» TASK DETAILS: From the data below, return each line in which the string "classes" is found.

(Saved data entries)
■ ■ ■ ■ ■ ■ ■

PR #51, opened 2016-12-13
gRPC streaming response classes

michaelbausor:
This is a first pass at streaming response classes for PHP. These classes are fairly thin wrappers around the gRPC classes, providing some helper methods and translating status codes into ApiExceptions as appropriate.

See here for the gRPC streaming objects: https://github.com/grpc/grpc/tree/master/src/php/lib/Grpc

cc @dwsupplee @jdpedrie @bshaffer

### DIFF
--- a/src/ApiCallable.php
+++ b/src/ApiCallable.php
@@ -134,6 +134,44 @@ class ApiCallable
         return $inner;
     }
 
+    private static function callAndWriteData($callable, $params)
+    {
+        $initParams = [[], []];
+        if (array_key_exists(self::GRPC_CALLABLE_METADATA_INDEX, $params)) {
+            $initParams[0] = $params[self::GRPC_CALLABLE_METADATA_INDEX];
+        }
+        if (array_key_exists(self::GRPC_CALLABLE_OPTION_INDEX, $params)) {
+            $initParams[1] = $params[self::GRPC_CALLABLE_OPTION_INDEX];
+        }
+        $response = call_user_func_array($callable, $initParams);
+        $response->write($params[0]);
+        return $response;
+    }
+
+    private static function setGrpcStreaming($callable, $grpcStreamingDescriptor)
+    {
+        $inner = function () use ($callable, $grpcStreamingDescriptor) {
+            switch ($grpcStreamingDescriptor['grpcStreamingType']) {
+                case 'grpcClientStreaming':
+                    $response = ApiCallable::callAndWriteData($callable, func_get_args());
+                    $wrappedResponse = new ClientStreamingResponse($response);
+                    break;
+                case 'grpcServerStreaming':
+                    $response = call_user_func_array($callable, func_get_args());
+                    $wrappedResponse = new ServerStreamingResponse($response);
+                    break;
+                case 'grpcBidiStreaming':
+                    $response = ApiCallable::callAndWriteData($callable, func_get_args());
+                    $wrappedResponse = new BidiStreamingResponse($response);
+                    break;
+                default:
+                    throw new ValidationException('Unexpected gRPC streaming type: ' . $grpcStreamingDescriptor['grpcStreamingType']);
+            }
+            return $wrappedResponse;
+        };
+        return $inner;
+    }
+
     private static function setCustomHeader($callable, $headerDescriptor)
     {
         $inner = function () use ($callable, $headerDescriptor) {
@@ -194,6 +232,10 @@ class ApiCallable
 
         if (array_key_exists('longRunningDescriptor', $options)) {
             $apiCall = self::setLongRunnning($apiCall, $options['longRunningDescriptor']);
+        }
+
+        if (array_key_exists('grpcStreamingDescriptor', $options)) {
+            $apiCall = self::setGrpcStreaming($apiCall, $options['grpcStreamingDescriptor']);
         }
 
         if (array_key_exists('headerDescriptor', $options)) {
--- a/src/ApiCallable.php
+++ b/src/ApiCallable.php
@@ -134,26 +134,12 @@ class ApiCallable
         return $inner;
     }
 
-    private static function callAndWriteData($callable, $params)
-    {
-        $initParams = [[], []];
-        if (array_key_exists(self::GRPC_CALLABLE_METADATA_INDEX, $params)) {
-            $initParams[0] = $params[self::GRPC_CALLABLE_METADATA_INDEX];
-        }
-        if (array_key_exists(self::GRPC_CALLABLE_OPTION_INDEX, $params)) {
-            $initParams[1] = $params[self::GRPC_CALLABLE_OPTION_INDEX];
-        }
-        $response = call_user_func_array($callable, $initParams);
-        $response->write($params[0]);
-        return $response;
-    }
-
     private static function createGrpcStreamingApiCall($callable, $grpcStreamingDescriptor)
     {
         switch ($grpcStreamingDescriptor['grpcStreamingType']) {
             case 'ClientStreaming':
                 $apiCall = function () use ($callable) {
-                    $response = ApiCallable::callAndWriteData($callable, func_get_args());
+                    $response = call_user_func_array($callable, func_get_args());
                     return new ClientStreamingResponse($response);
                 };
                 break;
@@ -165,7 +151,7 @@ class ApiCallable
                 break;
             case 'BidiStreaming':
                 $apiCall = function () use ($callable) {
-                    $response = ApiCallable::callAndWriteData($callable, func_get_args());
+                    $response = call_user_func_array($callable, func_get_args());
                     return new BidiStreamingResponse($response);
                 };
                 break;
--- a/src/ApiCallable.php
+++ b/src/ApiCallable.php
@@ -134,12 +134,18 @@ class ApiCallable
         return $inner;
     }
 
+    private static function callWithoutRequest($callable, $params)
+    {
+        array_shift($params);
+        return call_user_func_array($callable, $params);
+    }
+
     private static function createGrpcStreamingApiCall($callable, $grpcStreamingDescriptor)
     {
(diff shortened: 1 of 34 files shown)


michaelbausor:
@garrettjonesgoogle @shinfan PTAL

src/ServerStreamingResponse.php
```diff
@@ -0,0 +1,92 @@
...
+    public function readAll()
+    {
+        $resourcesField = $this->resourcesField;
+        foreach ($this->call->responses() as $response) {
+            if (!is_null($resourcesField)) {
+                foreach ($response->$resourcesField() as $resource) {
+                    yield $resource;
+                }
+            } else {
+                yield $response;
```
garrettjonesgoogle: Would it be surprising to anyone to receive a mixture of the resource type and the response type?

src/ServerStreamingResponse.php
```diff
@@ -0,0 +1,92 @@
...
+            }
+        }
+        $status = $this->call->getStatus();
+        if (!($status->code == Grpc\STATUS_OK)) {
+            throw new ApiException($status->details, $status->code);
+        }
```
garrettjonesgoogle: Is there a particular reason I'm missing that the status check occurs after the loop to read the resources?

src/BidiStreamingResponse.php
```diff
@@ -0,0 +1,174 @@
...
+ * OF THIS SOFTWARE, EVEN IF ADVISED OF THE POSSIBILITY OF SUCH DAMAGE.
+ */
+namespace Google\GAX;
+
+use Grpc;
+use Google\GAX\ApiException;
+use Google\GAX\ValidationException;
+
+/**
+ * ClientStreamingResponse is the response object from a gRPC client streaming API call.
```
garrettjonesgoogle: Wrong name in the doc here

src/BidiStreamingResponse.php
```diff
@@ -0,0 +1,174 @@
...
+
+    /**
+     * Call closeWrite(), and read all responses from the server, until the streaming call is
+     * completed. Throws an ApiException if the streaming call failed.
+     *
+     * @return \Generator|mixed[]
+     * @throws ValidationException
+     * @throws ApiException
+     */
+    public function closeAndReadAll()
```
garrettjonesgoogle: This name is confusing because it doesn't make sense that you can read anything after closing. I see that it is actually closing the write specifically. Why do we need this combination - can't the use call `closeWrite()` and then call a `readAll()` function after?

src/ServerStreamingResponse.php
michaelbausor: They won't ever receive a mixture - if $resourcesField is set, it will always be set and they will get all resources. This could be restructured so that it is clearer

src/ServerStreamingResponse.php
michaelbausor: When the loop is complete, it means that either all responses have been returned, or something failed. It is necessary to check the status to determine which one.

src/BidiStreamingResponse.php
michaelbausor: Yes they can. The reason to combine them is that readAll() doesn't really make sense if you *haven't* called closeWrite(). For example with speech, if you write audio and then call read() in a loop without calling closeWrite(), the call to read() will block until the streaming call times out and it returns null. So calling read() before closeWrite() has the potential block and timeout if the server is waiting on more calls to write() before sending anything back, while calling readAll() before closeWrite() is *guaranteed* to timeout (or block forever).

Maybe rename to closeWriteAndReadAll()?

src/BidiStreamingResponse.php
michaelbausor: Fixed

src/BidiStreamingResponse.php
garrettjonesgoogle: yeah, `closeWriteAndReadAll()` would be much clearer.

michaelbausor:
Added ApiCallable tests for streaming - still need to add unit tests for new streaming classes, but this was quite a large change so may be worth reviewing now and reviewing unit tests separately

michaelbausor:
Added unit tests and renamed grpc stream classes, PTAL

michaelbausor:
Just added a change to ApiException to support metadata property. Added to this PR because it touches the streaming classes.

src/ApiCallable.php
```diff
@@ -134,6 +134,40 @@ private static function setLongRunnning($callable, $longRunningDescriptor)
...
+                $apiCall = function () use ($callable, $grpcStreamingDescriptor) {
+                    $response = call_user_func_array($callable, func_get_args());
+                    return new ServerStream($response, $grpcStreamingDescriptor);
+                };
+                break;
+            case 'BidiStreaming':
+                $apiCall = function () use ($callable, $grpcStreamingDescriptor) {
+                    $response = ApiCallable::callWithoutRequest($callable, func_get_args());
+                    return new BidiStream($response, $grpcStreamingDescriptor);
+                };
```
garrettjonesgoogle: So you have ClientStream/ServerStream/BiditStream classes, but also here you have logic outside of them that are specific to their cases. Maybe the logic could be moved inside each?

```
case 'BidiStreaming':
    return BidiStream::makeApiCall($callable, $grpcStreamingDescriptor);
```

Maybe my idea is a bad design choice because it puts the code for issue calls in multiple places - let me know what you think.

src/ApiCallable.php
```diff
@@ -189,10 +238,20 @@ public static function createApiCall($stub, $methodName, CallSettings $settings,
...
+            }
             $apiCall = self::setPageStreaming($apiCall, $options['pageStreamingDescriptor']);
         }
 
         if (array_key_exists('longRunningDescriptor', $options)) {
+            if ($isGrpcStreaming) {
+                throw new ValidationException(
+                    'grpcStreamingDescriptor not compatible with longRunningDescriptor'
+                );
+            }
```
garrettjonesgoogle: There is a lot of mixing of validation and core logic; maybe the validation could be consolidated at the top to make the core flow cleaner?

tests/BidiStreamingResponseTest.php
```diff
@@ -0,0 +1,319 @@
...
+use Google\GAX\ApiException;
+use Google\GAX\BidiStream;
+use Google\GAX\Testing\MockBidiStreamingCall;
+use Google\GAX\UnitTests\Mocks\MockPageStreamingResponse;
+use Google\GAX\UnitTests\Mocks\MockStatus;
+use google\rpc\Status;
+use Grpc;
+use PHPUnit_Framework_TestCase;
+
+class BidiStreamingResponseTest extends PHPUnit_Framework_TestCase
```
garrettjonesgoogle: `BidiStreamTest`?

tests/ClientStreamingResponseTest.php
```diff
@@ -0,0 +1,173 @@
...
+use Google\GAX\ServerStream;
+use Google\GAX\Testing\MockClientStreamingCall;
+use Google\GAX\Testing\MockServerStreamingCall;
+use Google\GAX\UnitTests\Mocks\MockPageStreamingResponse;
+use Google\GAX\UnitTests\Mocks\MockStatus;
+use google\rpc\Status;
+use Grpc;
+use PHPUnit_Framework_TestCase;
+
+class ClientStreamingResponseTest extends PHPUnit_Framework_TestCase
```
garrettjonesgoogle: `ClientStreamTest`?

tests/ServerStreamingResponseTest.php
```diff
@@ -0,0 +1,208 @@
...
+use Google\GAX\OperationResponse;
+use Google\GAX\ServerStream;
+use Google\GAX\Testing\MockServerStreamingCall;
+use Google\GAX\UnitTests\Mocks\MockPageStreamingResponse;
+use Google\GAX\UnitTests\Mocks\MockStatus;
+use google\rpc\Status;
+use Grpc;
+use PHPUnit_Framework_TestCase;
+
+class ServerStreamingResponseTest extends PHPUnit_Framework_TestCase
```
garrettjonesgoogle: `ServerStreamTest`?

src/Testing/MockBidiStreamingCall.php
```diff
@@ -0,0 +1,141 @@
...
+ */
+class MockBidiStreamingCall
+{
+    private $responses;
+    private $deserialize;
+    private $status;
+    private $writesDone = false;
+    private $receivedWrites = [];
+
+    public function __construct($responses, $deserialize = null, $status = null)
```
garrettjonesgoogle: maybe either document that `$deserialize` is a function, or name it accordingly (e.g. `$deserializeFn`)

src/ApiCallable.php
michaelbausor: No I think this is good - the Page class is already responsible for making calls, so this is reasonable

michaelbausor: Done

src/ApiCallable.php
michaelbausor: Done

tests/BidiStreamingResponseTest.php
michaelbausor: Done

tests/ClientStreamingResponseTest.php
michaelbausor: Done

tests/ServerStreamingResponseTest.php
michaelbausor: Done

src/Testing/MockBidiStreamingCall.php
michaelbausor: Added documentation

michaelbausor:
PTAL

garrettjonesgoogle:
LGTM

■ ■ ■ ■ ■ ■ ■

» SOLUTION FOR THIS EXERCISE:
gRPC streaming response classes
This is a first pass at streaming response classes for PHP. These classes are fairly thin wrappers around the gRPC classes, providing some helper methods and translating status codes into ApiExceptions as appropriate.
Added ApiCallable tests for streaming - still need to add unit tests for new streaming classes, but this was quite a large change so may be worth reviewing now and reviewing unit tests separately
Added unit tests and renamed grpc stream classes, PTAL
Just added a change to ApiException to support metadata property. Added to this PR because it touches the streaming classes.
garrettjonesgoogle: So you have ClientStream/ServerStream/BiditStream classes, but also here you have logic outside of them that are specific to their cases. Maybe the logic could be moved inside each?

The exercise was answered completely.